А кричат они потому, что привыкли работать на стандартную дореволюционную старуху, законодательницу сухаревских вкусов и мод.

И в силу этой пошлейшей инерции новому человеку приходится жить среди свежепостроенных бабушкиных мебелей и украшений.


1932

Когда уходят капитаны

Заказчик хочет быть красивым.

От портного он требует, чтобы брюки ниспадали широкими мягкими трубами. От парикмахера он добивается такой распланировки волос, чтобы лысина как бы вовсе не существовала в природе. От писателя он ждет жизненной правды в разрезе здорового оптимизма.

Таков заказчик.

Ему очень хочется быть красивым. Он мучится.

— Кто отобразит сахароварение в художественной литературе? — задумчиво говорит сахарный командующий. — О цементе есть роман, о чугуне пишут без конца, даже о судаках есть какая-то пьеса в разрезе здорового оптимизма, а о сахароварении, кроме специальных брошюр, — ни слова. Пора, пора включить писателей в сахароваренческие проблемы.

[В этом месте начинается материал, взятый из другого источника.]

PR #772, opened 2017-02-04
Make GCC check format strings

mmilata:
Adds the `format` [function attribute](https://gcc.gnu.org/onlinedocs/gcc/Common-Function-Attributes.html) when compiled by gcc and fixes whatever it found on my system.

* I'm assuming not all platforms the library supports have `%z` so I casted `size_t` to `(unsigned long)` where needed.
* `ERR_get_error` seems to return `unsigned long` so the commit changes the type of couple of variables.

There's also small docstring fix.


lws-team:
Thanks... that found a lot of nits... I built here with more options and in DEBUG mode, it found more, so I added those on a third patch on master.  I also backported them to v2.1-stable.

PR #777, opened 2017-02-07
Fixes a conversion error in the test client

iUltimateLP:
This fixes a conversion error from a void pointer to a string, hope I'm not wrong here or didn't set something up in the project settings since I'm migrating this code file to a smaller test project.


lws-team:
Thanks... most compilers will accept a void * as any pointer at the same level.

I changed the cast in your patch to const char * and pushed it on master.

PR #807, opened 2017-02-21
SSL config for http client

jwinarske:


namowen:
Hi, what is the motivation of this pull request? With your changes in ssl-client.c you will break any existing code used til your pull request ;-)
I'm not using plugins at all, but I have the impression you want to solve something in this area, what is ok, but pls. don't break the code of the whole thing.

lws-team:
Ah it's okay... sorry for late reply I only just read it.

I asked for this hacked code to save me time implement it normally shortly.... basically make sure I implement the right things.    It was told it was a hack initially on the discussion on the ml... @jwinarske thanks.  @namowen don't worry it's just for reference.

lws-team:
Thanks that was a bigger help than I expected, thanks a lot.  It's pushed on master.

I used it directly except the last bit, I adapted it to continue to use the server ssl config if the new client members are NULL.  If anyone was relying on that and would have been surprised by the change, that should make it invisible if they don't care and were happy the old way.  But obviously the new way allowing them to be controlled separately is a lot more useful.

PR #814, opened 2017-02-22
Add client support for relative reference redirects

skyhisi:
This adds client support for relative redirects, the client will now support redirects of the form:
* `/absolute/path`
* `relative/path`
* `http://full.uri/with/path`


lws-team:
Great stuff, thanks.

I squashed the first and second and pushed "all three" on master.

PR #1091, opened 2017-11-12
Removes fragile relative path include dir

benjamind:


lws-team:
Thanks... I folded this into your earlier patch (I read your description on the other issue and added it by hand before seeing this).  Again I'll push the updated lws master shortly.

PR #1092, opened 2017-11-12
Uses PROJECT_NAME instead of DIRNAME for binary filename

benjamind:
Discovered this while integrating into my app.

My project repo structure is like this:
```
project_name
    firmware
        components
            libwebsockets
        Makefile
    other_things
```

And my Makefile defines my `PROJECT_NAME` as `project_name`. The current `esp32.mk` assumes its named after the parent folder which in this case is `firmware`.

This PR changes this to just use the `PROJECT_NAME` variable directly.


lws-team:
Seems good thanks, it's added I will push it shortly.

PR #1102, opened 2017-11-20
Add a flag to disable CMake exports

raaaar:
Add LWS_EXPORT_LWSTARGETS (defaults to ON) that can be used to disable CMake export targets as well as install export for libwebsockets.


lws-team:
Thanks, I modified it a little (to LWS_WITH_...) and pushed it on master.

PR #1106, opened 2017-11-22
Support for X-Auth-Token HTTP header

mmilata:
AFAIK the header is non-standard but there is quite a bunch of programs using it. Would you please consider adding it?

cc @tchmelar


lws-team:
Thanks, it's pushed on master.  I have also seen that header around.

Секретарю поручают подработать вопрос и в двадцать четыре часа (иногда в сорок восемь) мобилизовать писательскую общественность.

— Я полагаю, — сообщает секретарь, — что нам надо идти по линии товарищеского ужина. Форма обычная. Дорогой товарищ… то да се… ваше присутствие необходимо.

Решают пойти именно по этой линии, тем более что сахар свой, а остальные элементы ужина можно добыть при помощи натурального обмена с другими учреждениями.

Список приглашенных составляется тут же.

— Значит, так: Алексей Толстой, Гладков, Сейфуллина, потом на Л… ну, который «Сотьсаранчуки»… да, Леонов. Еще Олеша, он это здорово умеет. Парочку из пролетарских поглавнее, Фадеева и Афиногенова на предмет пьесы. Для смеха можно Зощенко, пусть сочинит чего-нибудь вроде «Аристократки», но в разрезе сахарной свеклы. Хорошо бы еще критика вовлечь. Они пусть пишут, а он их пусть тут на месте критикует.

— И подводит базу.

— Да, и, конечно, базу. Пишите какого-нибудь критика. Явка обязательна.

И вот плетется курьерша с брезентовой разносной книгой. И солнце светит ей в стриженый затылок. И весна на дворе. И все хорошо.

Еще немножко — и загадочный процесс сахароварения будет наконец отображен в художественной литературе.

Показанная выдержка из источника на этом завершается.